**Provided data**:
++++++
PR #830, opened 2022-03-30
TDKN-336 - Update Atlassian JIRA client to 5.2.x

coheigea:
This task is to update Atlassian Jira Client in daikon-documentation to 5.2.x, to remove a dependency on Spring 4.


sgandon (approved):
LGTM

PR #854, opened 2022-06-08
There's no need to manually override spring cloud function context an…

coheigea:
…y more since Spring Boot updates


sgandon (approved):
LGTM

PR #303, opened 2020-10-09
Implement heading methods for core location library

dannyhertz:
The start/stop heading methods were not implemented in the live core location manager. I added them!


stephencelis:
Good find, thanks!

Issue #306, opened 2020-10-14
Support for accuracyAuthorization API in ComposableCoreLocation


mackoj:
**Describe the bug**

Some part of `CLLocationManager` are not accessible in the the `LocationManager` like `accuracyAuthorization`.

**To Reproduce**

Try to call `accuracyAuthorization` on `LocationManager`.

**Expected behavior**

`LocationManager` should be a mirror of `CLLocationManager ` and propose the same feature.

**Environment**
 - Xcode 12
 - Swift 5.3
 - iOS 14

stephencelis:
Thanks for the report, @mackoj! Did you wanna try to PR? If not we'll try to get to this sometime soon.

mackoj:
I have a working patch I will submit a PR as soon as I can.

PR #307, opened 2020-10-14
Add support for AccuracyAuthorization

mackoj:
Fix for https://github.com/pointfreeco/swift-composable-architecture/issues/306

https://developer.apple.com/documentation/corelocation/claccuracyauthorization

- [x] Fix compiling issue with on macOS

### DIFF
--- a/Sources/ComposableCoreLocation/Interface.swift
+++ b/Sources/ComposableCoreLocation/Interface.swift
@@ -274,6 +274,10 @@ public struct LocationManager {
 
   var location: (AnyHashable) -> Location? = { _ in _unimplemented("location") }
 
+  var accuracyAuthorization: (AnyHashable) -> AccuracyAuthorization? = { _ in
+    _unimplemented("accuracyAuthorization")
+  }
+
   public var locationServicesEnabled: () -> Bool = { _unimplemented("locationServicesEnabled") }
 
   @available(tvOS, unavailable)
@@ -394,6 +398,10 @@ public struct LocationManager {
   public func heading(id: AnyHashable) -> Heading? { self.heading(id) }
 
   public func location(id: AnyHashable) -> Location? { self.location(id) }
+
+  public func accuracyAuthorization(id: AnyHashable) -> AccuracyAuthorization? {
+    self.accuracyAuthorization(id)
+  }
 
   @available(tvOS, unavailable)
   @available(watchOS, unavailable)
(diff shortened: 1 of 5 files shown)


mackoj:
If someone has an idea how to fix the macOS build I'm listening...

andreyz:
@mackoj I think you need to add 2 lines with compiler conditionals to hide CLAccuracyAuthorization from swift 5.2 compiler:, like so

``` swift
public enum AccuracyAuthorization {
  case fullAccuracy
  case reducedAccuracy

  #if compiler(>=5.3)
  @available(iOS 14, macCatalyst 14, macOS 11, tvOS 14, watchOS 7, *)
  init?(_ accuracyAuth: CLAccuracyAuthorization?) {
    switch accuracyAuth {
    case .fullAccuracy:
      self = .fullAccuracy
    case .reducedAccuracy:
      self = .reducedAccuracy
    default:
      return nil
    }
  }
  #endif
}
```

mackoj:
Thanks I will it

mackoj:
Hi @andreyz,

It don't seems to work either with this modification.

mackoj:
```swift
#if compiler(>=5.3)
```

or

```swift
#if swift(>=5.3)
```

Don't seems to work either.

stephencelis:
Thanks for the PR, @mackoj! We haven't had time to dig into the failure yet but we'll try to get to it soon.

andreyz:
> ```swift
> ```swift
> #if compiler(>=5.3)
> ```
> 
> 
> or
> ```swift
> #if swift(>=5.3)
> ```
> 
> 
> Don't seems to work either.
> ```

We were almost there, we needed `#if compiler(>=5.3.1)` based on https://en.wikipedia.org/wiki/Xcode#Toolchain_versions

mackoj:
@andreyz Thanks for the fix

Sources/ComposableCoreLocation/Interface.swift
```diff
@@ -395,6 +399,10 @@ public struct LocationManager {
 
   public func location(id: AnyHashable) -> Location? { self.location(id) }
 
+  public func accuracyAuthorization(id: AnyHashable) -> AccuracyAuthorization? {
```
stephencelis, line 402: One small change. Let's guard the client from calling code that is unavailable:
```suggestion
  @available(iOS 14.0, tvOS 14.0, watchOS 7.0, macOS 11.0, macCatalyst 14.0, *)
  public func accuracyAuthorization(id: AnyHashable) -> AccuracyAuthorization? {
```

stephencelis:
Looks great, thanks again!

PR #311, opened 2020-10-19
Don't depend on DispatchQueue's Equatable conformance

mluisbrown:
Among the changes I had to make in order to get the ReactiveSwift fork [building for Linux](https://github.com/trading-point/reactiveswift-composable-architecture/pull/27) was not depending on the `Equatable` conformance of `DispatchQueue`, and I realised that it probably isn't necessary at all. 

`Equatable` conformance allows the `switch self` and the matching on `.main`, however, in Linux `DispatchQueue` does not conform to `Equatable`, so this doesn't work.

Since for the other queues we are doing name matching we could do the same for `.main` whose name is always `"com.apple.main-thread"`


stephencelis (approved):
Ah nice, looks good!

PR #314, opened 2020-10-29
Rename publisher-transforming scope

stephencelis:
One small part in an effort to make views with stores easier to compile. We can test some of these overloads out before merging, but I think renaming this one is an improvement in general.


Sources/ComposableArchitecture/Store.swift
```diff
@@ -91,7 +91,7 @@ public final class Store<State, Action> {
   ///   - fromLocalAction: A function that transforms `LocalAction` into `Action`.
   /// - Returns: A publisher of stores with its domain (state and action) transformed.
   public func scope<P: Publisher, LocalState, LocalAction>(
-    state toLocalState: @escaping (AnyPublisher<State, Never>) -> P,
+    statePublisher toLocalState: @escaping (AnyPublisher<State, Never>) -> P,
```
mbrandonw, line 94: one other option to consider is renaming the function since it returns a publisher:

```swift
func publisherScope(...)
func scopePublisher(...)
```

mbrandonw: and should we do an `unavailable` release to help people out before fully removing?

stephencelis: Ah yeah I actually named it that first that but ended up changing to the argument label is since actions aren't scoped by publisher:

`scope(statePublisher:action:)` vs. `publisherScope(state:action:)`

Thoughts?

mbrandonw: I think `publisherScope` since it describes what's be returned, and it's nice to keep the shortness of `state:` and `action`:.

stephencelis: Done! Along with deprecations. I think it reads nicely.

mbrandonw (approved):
++++++
**Exercise instructions**:
Go through the records and tally the lines that include "other". Write only the number.

**Solution for this problem**:
2